Terrain de Koldo | Le bureau du procureur n'a pas encore vu des indications pour impliquer Ábalos dans le complot des hydrocarbures Aldama mais met en garde contre les procédures en suspens

Le Procureur anti-corruption Il indique dans un récent rapport selon lequel aujourd'hui il n'y a aucune « indication minimale » qui permettent à l'ancien ministre José Luis Ábalos d'obtenir la licence d'opérateur d'hydrocarbures par Villafuel, la société clé du complot de fraude TVA dans des hydrocarbures qui fait l'objet d'une enquête devant la Cour nationale. Cependant, il souligne la procédure en cours contenue par le juge Santiago Pedraz début février dernier.

Le mémoire du bureau du procureur, auquel ce journal a eu accès, informe la demande d'accusations populaires, sous la direction de la diffusion, de sorte que le chef de la Cour centrale de l'instruction numéro 5 est inhibé en faveur du suprême En ce qui concerne les actions que Ábalos aurait pu faire pour favoriser les sociétés d'hydrocarbures sous l'orbite du commissaire Víctor de Aldama.

Sur ce point, le procureur Luis Pastor souligne que « en tout cas, finalement »ce doit être la chambre d'appel de la Cour nationale « qui doit évaluer Et apprécier une éventuelle inhibition en réponse aux indications disponibles, et à la vue de la procédure convenue « , puisque le juge Pedraz ne connaît toujours pas son résultat » et s'il existe des indications de l'intervention de M. Ábalos dans l'octroi de l'état de l'opérateur d'hydrocarbures qui, qui, qui En principe (…) cela ne semble pas très plausible« . Entre autres raisons, parce que ce permis a été obtenu plus d'un an après avoir cessé de ministre.

Procédures en attente

Pedraz s'est adressé il y a deux mois Ministère de la transition écologique et du défi démographique Pour contribuer le dossier traité pour l'enregistrement dans la liste des opérateurs de gros de produits pétroliers à Villafuel, la société principale a enquêté dans ces accusations. Il a également revendiqué la documentationn sur le contrôle suivi dans la Commission nationale des marchés et de la compétition À propos de cette entreprise. Sur le premier de ces permis, il a été maintenu de 2022 à sa cessation le 3 février.

Les accusations fondent leur demande d'inhibition partielle de cette cause au Suprême « Actions intéressantes et de gestion » du complot de Koldo dans lequel Ábalos aurait pu intervenir en faveur d'Aldama.

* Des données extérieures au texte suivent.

PR #2451, opened 2017-01-13
verify that FSMs with constructor agruments can be instantiated

### LINKED ISSUE #1709: [TestKit] Modify ActorOfAsTestFSMRef to allow constructor arguments to underlying FSM<T,S>
I'd be an improvement, I think to the `ActorOfAsTestFSMRef` method if we could pass in constructor arguments that will be used to construct the underlying FSM we're testing. Otherwise, having to rely on a parameterless FSM in order to test it this way eliminates a lot of valid design choices.

Aaronontheweb:
close #1709 

Minor change, but it looks like #1709 is a non-issue. Will circle back with the user who reported it and see if I can get more information / verify that this spec actually addresses their issue.


Danthar:
Merged. some perf tests are failing. But only by a very small margin. And would attribute those to build server busyness.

Pour les accusations, dans ce cadre établi par le SupremeOmpra de l'alcaidesa Chalet dont bénéficient l'ancien ministre, Pour l'acquisition duquel la société a utilisé le temps géré par Leonor González Pano et que, selon l'UCO, est vraiment sous le contrôle de Claudio Rivas, le principal partenaire d'Adama dans le complot de la fraude TVA. Ils soupçonnent que cette opération a été effectuée pour les services fournis par Ábalos à ces entrepreneurs.

Possibilité, aucune indication

En fait, les rapports de l'unité d'exploitation centrale (UCO) de la garde civile, selon le bureau du procureur anti-corruption lui-même, soulignent que la question de la villa « pourrait être liée à la rationalisation de la concession de la licence de l'opérateur ». Cependant, le procureur souligne que « Par conséquent, c'est une possibilité, pas une indication de l'intervention » de l'ancien ministre dans l'action administrative concrète d'obtenir l'autorisation. Il ajoute également qu'il faut tenir compte de l'obtention du statut d'opérateur – septembre 2022 – il y a eu plus d'un an après l'achat de la villa, et lorsque Ábalos avait cessé de ministre depuis juillet 2021.

« Le fait d'avoir rassemblé, entre autres, les Claudio Rivas Ruiz-Capillas étudiés et María del Carmen Pano Sánchez (un autre des membres d'Aldama) au ministère de l'Industrie avec Juan Ignacio Díaz Bidart, chef du cabinet de la ministre de l'époque María Reyes Maroto Cela indique non plus l'intervention de M. Ábalos MECO dans de tels faits, se réunissant dans lequel si Koldo García a participé « , ajoute le procureur.